— AIM OF THE TASK —
The full set of entries should be repeated without a single change.

— SUPPLIED MATERIAL —
PR #671, opened 2026-09-09
Assign a unique class to the output of gs_design/power_npe()

### LINKED ISSUE #657: Add a dedicated S3 class to gs_design_npe() output
## Motivation

`gsDesign2::gs_design_npe()` currently returns an object whose classes are only:

```r
c("tbl_df", "tbl", "data.frame")
```

The column schema is distinctive and useful (`analysis`, `bound`, `z`,
`probability`, `probability0`, `theta`, `info_frac`, `info`, `info0`, and
`info1`), but downstream packages cannot identify the object reliably without
matching its column names. In contrast, the other `gsDesign2` design
constructors return objects with a package-specific class.

This arose while adding direct support for `gs_design_npe()` results to
`gsDesignBroom::compare_designs()`:
https://github.com/keaven/gsDesignBroom/issues/2

## Suggested enhancement

Could `gs_design_npe()` add a dedicated S3 class while retaining its existing
tibble classes and behavior? For example:

```r
class(result) <- c("gs_design_npe", class(result))
```

This would allow downstream packages to register methods or dispatch to a
schema adapter using `inherits(x, "gs_design_npe")`, rather than relying on
heuristic column-signature detection.

## Possible acceptance criteria

- `inherits(gs_design_npe(...), "gs_design_npe")` is `TRUE`.
- The result continues to inherit from `tbl_df`, `tbl`, and `data.frame`.
- Existing printing, subsetting, and column names remain unchanged.
- The class is documented as a stable way for downstream packages to identify
  this result type.

This is not blocking the downstream implementation, but it would make the
integration more robust and easier to maintain.

jdblischak:
Close #657 

As discussed in group meeting, the output of `gs_design_npe()` and `gs_power_npe()` is too dissimilar to the output of the other group sequential design functions (eg `gs_design_ahr()`) to be assigned the existing class "gs_design", so I assigned them each a unique class to facilitate downstream S3 method dispatch.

— EXERCISE OUTPUT —
PR #671, opened 2026-09-09
Assign a unique class to the output of gs_design/power_npe()

### LINKED ISSUE #657: Add a dedicated S3 class to gs_design_npe() output
## Motivation

`gsDesign2::gs_design_npe()` currently returns an object whose classes are only:

```r
c("tbl_df", "tbl", "data.frame")
```

The column schema is distinctive and useful (`analysis`, `bound`, `z`,
`probability`, `probability0`, `theta`, `info_frac`, `info`, `info0`, and
`info1`), but downstream packages cannot identify the object reliably without
matching its column names. In contrast, the other `gsDesign2` design
constructors return objects with a package-specific class.

This arose while adding direct support for `gs_design_npe()` results to
`gsDesignBroom::compare_designs()`:
https://github.com/keaven/gsDesignBroom/issues/2

## Suggested enhancement

Could `gs_design_npe()` add a dedicated S3 class while retaining its existing
tibble classes and behavior? For example:

```r
class(result) <- c("gs_design_npe", class(result))
```

This would allow downstream packages to register methods or dispatch to a
schema adapter using `inherits(x, "gs_design_npe")`, rather than relying on
heuristic column-signature detection.

## Possible acceptance criteria

- `inherits(gs_design_npe(...), "gs_design_npe")` is `TRUE`.
- The result continues to inherit from `tbl_df`, `tbl`, and `data.frame`.
- Existing printing, subsetting, and column names remain unchanged.
- The class is documented as a stable way for downstream packages to identify
  this result type.

This is not blocking the downstream implementation, but it would make the
integration more robust and easier to maintain.

jdblischak:
Close #657 

As discussed in group meeting, the output of `gs_design_npe()` and `gs_power_npe()` is too dissimilar to the output of the other group sequential design functions (eg `gs_design_ahr()`) to be assigned the existing class "gs_design", so I assigned them each a unique class to facilitate downstream S3 method dispatch.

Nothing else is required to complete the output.